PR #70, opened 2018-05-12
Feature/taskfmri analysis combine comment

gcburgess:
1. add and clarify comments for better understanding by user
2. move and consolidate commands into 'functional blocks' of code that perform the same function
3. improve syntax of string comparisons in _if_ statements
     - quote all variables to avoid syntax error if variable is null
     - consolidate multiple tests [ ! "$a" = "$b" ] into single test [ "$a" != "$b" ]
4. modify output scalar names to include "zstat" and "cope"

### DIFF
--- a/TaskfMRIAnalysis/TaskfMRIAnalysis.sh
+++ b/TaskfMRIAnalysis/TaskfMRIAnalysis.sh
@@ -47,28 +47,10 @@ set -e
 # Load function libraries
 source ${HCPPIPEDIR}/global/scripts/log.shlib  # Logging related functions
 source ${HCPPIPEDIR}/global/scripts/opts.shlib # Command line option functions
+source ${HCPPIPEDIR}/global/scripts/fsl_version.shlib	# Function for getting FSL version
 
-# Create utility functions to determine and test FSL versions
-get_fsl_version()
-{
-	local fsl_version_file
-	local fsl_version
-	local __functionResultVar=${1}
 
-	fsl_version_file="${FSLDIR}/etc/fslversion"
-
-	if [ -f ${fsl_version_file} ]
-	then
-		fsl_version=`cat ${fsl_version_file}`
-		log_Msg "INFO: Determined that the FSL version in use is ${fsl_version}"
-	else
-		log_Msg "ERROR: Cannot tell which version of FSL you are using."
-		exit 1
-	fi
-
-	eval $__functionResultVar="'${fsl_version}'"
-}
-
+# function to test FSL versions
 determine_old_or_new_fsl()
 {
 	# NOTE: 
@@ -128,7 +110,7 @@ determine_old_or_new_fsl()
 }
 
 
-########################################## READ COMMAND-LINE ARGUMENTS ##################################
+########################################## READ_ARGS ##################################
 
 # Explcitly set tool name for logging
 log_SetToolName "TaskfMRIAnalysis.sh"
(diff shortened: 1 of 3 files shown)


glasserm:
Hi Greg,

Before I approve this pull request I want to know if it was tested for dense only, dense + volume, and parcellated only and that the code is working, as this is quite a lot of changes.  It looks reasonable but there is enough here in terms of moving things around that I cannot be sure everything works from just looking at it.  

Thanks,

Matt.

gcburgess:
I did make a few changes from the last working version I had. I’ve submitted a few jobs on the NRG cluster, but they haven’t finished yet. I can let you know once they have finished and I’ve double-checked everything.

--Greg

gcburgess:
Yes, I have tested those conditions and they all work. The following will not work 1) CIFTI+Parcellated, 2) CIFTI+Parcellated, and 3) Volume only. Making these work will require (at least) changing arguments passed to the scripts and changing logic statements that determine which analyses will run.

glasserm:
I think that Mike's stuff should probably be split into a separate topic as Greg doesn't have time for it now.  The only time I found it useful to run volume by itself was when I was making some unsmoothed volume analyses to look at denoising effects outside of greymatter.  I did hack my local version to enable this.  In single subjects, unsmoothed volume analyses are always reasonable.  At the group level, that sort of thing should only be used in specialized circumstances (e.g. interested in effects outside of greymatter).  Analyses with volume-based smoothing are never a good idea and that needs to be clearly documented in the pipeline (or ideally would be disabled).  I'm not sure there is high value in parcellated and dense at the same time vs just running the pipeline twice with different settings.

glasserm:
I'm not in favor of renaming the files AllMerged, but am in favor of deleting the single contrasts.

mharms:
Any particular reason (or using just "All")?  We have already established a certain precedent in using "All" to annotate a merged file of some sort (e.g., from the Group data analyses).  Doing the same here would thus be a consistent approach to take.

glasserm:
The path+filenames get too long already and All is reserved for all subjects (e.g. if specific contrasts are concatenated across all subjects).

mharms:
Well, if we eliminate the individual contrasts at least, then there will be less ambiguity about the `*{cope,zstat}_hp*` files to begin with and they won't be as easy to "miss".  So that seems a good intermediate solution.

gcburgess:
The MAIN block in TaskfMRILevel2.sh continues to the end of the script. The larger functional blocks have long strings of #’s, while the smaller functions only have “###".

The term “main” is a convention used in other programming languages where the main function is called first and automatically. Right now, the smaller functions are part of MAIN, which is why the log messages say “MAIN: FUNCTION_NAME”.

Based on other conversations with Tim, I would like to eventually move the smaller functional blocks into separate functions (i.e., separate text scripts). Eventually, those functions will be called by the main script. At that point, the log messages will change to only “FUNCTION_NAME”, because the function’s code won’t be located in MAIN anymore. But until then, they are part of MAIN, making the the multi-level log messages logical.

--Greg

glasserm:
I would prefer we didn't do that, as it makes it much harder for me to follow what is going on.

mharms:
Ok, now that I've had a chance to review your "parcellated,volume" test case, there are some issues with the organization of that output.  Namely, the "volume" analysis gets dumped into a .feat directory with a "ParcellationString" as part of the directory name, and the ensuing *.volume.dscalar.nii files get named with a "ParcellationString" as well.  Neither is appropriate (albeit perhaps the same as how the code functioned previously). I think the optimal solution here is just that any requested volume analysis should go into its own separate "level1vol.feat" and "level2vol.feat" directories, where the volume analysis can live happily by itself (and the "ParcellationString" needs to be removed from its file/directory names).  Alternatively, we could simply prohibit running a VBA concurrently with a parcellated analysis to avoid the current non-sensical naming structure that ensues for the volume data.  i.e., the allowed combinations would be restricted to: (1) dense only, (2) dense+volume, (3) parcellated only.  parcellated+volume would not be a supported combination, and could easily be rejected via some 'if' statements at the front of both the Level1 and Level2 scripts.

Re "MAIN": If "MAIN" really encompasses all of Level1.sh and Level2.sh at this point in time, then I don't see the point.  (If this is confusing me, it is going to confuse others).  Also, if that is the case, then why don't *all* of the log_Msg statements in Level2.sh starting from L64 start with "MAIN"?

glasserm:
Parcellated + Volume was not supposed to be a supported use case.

*About this exercise*
Print out the entire listing above without any change.

*Task response*
PR #70, opened 2018-05-12
Feature/taskfmri analysis combine comment

gcburgess:
1. add and clarify comments for better understanding by user
2. move and consolidate commands into 'functional blocks' of code that perform the same function
3. improve syntax of string comparisons in _if_ statements
     - quote all variables to avoid syntax error if variable is null
     - consolidate multiple tests [ ! "$a" = "$b" ] into single test [ "$a" != "$b" ]
4. modify output scalar names to include "zstat" and "cope"

### DIFF
--- a/TaskfMRIAnalysis/TaskfMRIAnalysis.sh
+++ b/TaskfMRIAnalysis/TaskfMRIAnalysis.sh
@@ -47,28 +47,10 @@ set -e
 # Load function libraries
 source ${HCPPIPEDIR}/global/scripts/log.shlib  # Logging related functions
 source ${HCPPIPEDIR}/global/scripts/opts.shlib # Command line option functions
+source ${HCPPIPEDIR}/global/scripts/fsl_version.shlib	# Function for getting FSL version
 
-# Create utility functions to determine and test FSL versions
-get_fsl_version()
-{
-	local fsl_version_file
-	local fsl_version
-	local __functionResultVar=${1}
 
-	fsl_version_file="${FSLDIR}/etc/fslversion"
-
-	if [ -f ${fsl_version_file} ]
-	then
-		fsl_version=`cat ${fsl_version_file}`
-		log_Msg "INFO: Determined that the FSL version in use is ${fsl_version}"
-	else
-		log_Msg "ERROR: Cannot tell which version of FSL you are using."
-		exit 1
-	fi
-
-	eval $__functionResultVar="'${fsl_version}'"
-}
-
+# function to test FSL versions
 determine_old_or_new_fsl()
 {
 	# NOTE: 
@@ -128,7 +110,7 @@ determine_old_or_new_fsl()
 }
 
 
-########################################## READ COMMAND-LINE ARGUMENTS ##################################
+########################################## READ_ARGS ##################################
 
 # Explcitly set tool name for logging
 log_SetToolName "TaskfMRIAnalysis.sh"
(diff shortened: 1 of 3 files shown)


glasserm:
Hi Greg,

Before I approve this pull request I want to know if it was tested for dense only, dense + volume, and parcellated only and that the code is working, as this is quite a lot of changes.  It looks reasonable but there is enough here in terms of moving things around that I cannot be sure everything works from just looking at it.  

Thanks,

Matt.

gcburgess:
I did make a few changes from the last working version I had. I’ve submitted a few jobs on the NRG cluster, but they haven’t finished yet. I can let you know once they have finished and I’ve double-checked everything.

--Greg

gcburgess:
Yes, I have tested those conditions and they all work. The following will not work 1) CIFTI+Parcellated, 2) CIFTI+Parcellated, and 3) Volume only. Making these work will require (at least) changing arguments passed to the scripts and changing logic statements that determine which analyses will run.

glasserm:
I think that Mike's stuff should probably be split into a separate topic as Greg doesn't have time for it now.  The only time I found it useful to run volume by itself was when I was making some unsmoothed volume analyses to look at denoising effects outside of greymatter.  I did hack my local version to enable this.  In single subjects, unsmoothed volume analyses are always reasonable.  At the group level, that sort of thing should only be used in specialized circumstances (e.g. interested in effects outside of greymatter).  Analyses with volume-based smoothing are never a good idea and that needs to be clearly documented in the pipeline (or ideally would be disabled).  I'm not sure there is high value in parcellated and dense at the same time vs just running the pipeline twice with different settings.

glasserm:
I'm not in favor of renaming the files AllMerged, but am in favor of deleting the single contrasts.

mharms:
Any particular reason (or using just "All")?  We have already established a certain precedent in using "All" to annotate a merged file of some sort (e.g., from the Group data analyses).  Doing the same here would thus be a consistent approach to take.

glasserm:
The path+filenames get too long already and All is reserved for all subjects (e.g. if specific contrasts are concatenated across all subjects).

mharms:
Well, if we eliminate the individual contrasts at least, then there will be less ambiguity about the `*{cope,zstat}_hp*` files to begin with and they won't be as easy to "miss".  So that seems a good intermediate solution.

gcburgess:
The MAIN block in TaskfMRILevel2.sh continues to the end of the script. The larger functional blocks have long strings of #’s, while the smaller functions only have “###".

The term “main” is a convention used in other programming languages where the main function is called first and automatically. Right now, the smaller functions are part of MAIN, which is why the log messages say “MAIN: FUNCTION_NAME”.

Based on other conversations with Tim, I would like to eventually move the smaller functional blocks into separate functions (i.e., separate text scripts). Eventually, those functions will be called by the main script. At that point, the log messages will change to only “FUNCTION_NAME”, because the function’s code won’t be located in MAIN anymore. But until then, they are part of MAIN, making the the multi-level log messages logical.

--Greg

glasserm:
I would prefer we didn't do that, as it makes it much harder for me to follow what is going on.

mharms:
Ok, now that I've had a chance to review your "parcellated,volume" test case, there are some issues with the organization of that output.  Namely, the "volume" analysis gets dumped into a .feat directory with a "ParcellationString" as part of the directory name, and the ensuing *.volume.dscalar.nii files get named with a "ParcellationString" as well.  Neither is appropriate (albeit perhaps the same as how the code functioned previously). I think the optimal solution here is just that any requested volume analysis should go into its own separate "level1vol.feat" and "level2vol.feat" directories, where the volume analysis can live happily by itself (and the "ParcellationString" needs to be removed from its file/directory names).  Alternatively, we could simply prohibit running a VBA concurrently with a parcellated analysis to avoid the current non-sensical naming structure that ensues for the volume data.  i.e., the allowed combinations would be restricted to: (1) dense only, (2) dense+volume, (3) parcellated only.  parcellated+volume would not be a supported combination, and could easily be rejected via some 'if' statements at the front of both the Level1 and Level2 scripts.

Re "MAIN": If "MAIN" really encompasses all of Level1.sh and Level2.sh at this point in time, then I don't see the point.  (If this is confusing me, it is going to confuse others).  Also, if that is the case, then why don't *all* of the log_Msg statements in Level2.sh starting from L64 start with "MAIN"?

glasserm:
Parcellated + Volume was not supposed to be a supported use case.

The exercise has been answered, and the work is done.